====== Source information ======
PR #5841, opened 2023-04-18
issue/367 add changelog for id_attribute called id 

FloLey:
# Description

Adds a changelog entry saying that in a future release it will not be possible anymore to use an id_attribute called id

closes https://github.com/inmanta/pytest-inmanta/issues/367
======
====== Source information ======
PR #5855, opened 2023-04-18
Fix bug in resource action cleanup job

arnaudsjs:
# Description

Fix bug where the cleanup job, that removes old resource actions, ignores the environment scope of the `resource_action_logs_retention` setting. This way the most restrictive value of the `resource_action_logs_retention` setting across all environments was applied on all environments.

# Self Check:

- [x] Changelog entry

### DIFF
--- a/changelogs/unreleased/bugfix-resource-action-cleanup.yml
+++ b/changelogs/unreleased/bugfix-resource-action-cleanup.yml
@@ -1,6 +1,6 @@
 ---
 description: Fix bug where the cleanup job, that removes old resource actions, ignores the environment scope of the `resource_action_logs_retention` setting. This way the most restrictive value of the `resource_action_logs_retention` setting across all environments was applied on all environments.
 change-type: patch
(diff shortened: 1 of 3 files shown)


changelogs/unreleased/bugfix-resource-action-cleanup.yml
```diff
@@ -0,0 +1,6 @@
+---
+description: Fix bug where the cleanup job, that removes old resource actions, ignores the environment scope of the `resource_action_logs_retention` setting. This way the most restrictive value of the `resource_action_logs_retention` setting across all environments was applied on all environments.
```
======
Work order
Go over the data above and copy every line that has the word "changelogs" in it.

Response below
--- a/changelogs/unreleased/bugfix-resource-action-cleanup.yml
+++ b/changelogs/unreleased/bugfix-resource-action-cleanup.yml
changelogs/unreleased/bugfix-resource-action-cleanup.yml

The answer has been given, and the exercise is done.